Whether Pittsburgh will sustain such generosity in the event of a mass disaster remains an open question. But in the wake of the St. Patrick’s Day Flood, reporters for the Pittsburgh Press found plenty of reasons to hope: Department store owners had given away their goods. Grocers had given away their food. And to conserve what little potable water the city had left, residents bravely drank beer instead.
“Light-hearted, bewildered, a little frightened, gay, or even glowingly lubricated, Pittsburghers last night had something about them they never had before…” wrote one correspondent. “If you had asked for volunteers for a dangerous job that was for the good of the city, you would have had every man and woman in the city under your banner. Pittsburgh was ready to go to work — shoulder to shoulder.”
Be Prepared
PHOTO BY RENEE ROSENSTEEL
According to the National Center for Disaster Preparedness, nearly two-thirds of American households lack adequate disaster plans and supplies. Websites such as ready.gov
offer planning templates and survival tips, but building a preparedness kit can be tricky — and expensive.
Federal agencies recommend stocking at least three days’ worth of nonperishable food, medication and clean water for each person and pet in your home. It’s also critical to consider clothing, sleeping bags and transportation, should a disaster require you to flee. Books and board games will help pass the time during the apocalypse, and don’t forget your can opener — you’ll want to actually eat that nonperishable food.

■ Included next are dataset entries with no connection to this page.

Issue #1021, opened 2025-07-10
Support binding arbitrary data to a future payment


Klakurka:
Let's do this our way first, then eventually support BIP 70 when we're able to.

Client task: https://github.com/PayButton/paybutton/issues/66

PR #1034, opened 2025-08-08
feat: add client payment table

lissavxo:
Related to https://github.com/PayButton/paybutton-server/issues/1021

Description
---
Added generate paymentId endpoint 

Test plan
---
Test api/payments/paymentId/ endpoint

## Summary by CodeRabbit

* **New Features**
  * New POST endpoint to create payment IDs for a recipient address (optional amount). Returns a paymentId for tracking.
  * Automatic payment status updates (Pending → Added to mempool → Confirmed) based on on-chain activity.
  * Improved request validation for address and amount inputs.

* **Chores**
  * Added backend support and data structures to track client payments and their statuses.


pages/api/payments/paymentId/index.ts
```diff
@@ -0,0 +1,12 @@
+import { generatePaymentId } from 'services/transactionService'
+
+export default async (req: any, res: any): Promise<void> => {
+  if (req.method === 'GET') {
+    const address = req.query.address as string
```
chedieck, line 5: Use parseAddress before commiting it to the DB.

chedieck (changes requested):

redis/types.ts
```diff
@@ -71,3 +71,5 @@ export interface ButtonData {
 export interface PaymentDataByButton {
   [id: string]: ButtonData
 }
+
+export type ClientPaymentStatus = 'PENDING' | 'COMFIRMED' | 'ADDED_TO_MEMPOOL'
```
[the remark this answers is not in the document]
chedieck: Also, after you address the `schema.prisma` change, this won't even have to be defined — just imported from prisma.

prisma-local/schema.prisma
```diff
@@ -267,4 +267,13 @@ model Invoice {
 
   @@unique([invoiceNumber, userId], map: "Invoice_invoiceNumber_userId_unique_constraint")
   @@unique([transactionId, userId], map: "Invoice_transactionId_userId_unique_constraint")
+}
+
+model ClientPayment {
+  id                   String                 @id @default(dbgenerated("(uuid())"))
+  paymentId            String                 @unique
+  status               String               
+  address              String
```
chedieck, line 276: Maybe is a good call to also add a foreign relation here:
call this one `addressString` and below add

```
  address      Address   @relation(fields: [addressString], references: [address])
```

...this way we can access easier the relation using prisma ORM in the TS code.

(will also have to add
```
clientPaymentIds                     ClientPaymentId[]
```
in the address table)

chedieck (changes requested):

chedieck (changes requested):
Actually something I missed and found when reviewing the other PR:
Problem here is that when we ask for a paymentId for an address that is NOT in the db yet, although it creates it, it does not sync the txs and, worse, it does not subscribe it to chronik. So we will never get the notification that the TX was made.


Another problem: this table should also hold the amount. Otherwise any TX with any amount would set the ClientPaymentId status to "Confirmed", even if it was way less than the intended.

pages/api/payments/paymentId/index.ts
```diff
@@ -0,0 +1,28 @@
+import { Decimal } from '@prisma/client/runtime/library'
+import { generatePaymentId } from 'services/transactionService'
+import { parseAddress } from 'utils/validators'
+import { RESPONSE_MESSAGES } from 'constants/index'
+
+export default async (req: any, res: any): Promise<void> => {
+  if (req.method === 'GET') {
```
chedieck, line 7: This should work the same way as it does now, but should actually be a POST request. It will create an entry in the DB (more than one, if the address doesn't exist), it's not idempotent and it changes state.

chedieck (changes requested):
Just rewrite it to be a POST request and it looks good to go.

utils/validators.ts
```diff
@@ -563,3 +563,24 @@ export interface CreateInvoicePOSTParameters {
...
+  amount?: string
+}
+export interface CreatePaymentIdInput {
+  address: string
+  amount?: string
+}
+
+export const parseCreatePaymentIdPOSTRequest = function (params: CreatePaymentIdPOSTParameters): CreatePaymentIdInput {
+  if (
+    params.address === undefined
```
chedieck, line 577: Check for `''` too

utils/validators.ts
```diff
@@ -563,3 +563,24 @@ export interface CreateInvoicePOSTParameters {
...
+  ) {
+    throw new Error(RESPONSE_MESSAGES.ADDRESS_NOT_PROVIDED_400.message)
+  }
+
+  return {
+    address: params.address,
+    amount: params.amount
```
chedieck, line 584: Also probably make so that `amount` is returned as `undefined` if it arrives as `''`.

prisma-local/schema.prisma
```diff
@@ -267,4 +268,21 @@ model Invoice {
...
+}
+
+enum ClientPaymentStatus {
+ PENDING
+ ADDED_TO_MEMPOOL
+ CONFIRMED
+}
+
+model ClientPayment {
+  id                   String                 @id @default(dbgenerated("(uuid())"))
```
chedieck, line 280: We don't really need this field, do we? `paymentId` will serve as a PK AFAIK.

chedieck (changes requested):

prisma-local/schema.prisma
```diff
@@ -277,7 +277,6 @@ enum ClientPaymentStatus {
 }
 
 model ClientPayment {
-  id                   String                 @id @default(dbgenerated("(uuid())"))
   paymentId            String                 @unique
```
chedieck, line 280: This does not work. You have to specify one @id, so you can change this @unique here in paymentId to @id.

Then don't edit the migration manually, delete it and run prisma migrate dev to generate it. Right now this scheme is out of sync with the migration file so it does not build.

utils/validators.ts
```diff
@@ -574,13 +574,14 @@ export interface CreatePaymentIdInput {
...
+    params.address === undefined ||
+    params.address === ''
   ) {
     throw new Error(RESPONSE_MESSAGES.ADDRESS_NOT_PROVIDED_400.message)
   }
 
   return {
     address: params.address,
-    amount: params.amount
+    amount: params.amount === undefined || params.amount === '' ? undefined : params.amount
```
chedieck, line 585: Unnecessarily complex.
Same as:

``` 
amount: params.amount === '' ? undefined : params.amount
```

chedieck (changes requested):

According to some in the prepper community, however, such kits aren’t nearly enough. “The whole notion of a three-day kit is beyond [expletive],” says Steven Harris, whose website, Steven1234.com, lists nearly 500 recommended disaster supplies. “People just don’t realize how vulnerable they are,” he says. “But it’s very easy to be prepared. It just takes a little bit of learning. A little bit of time. And a little bit of extra thinking.”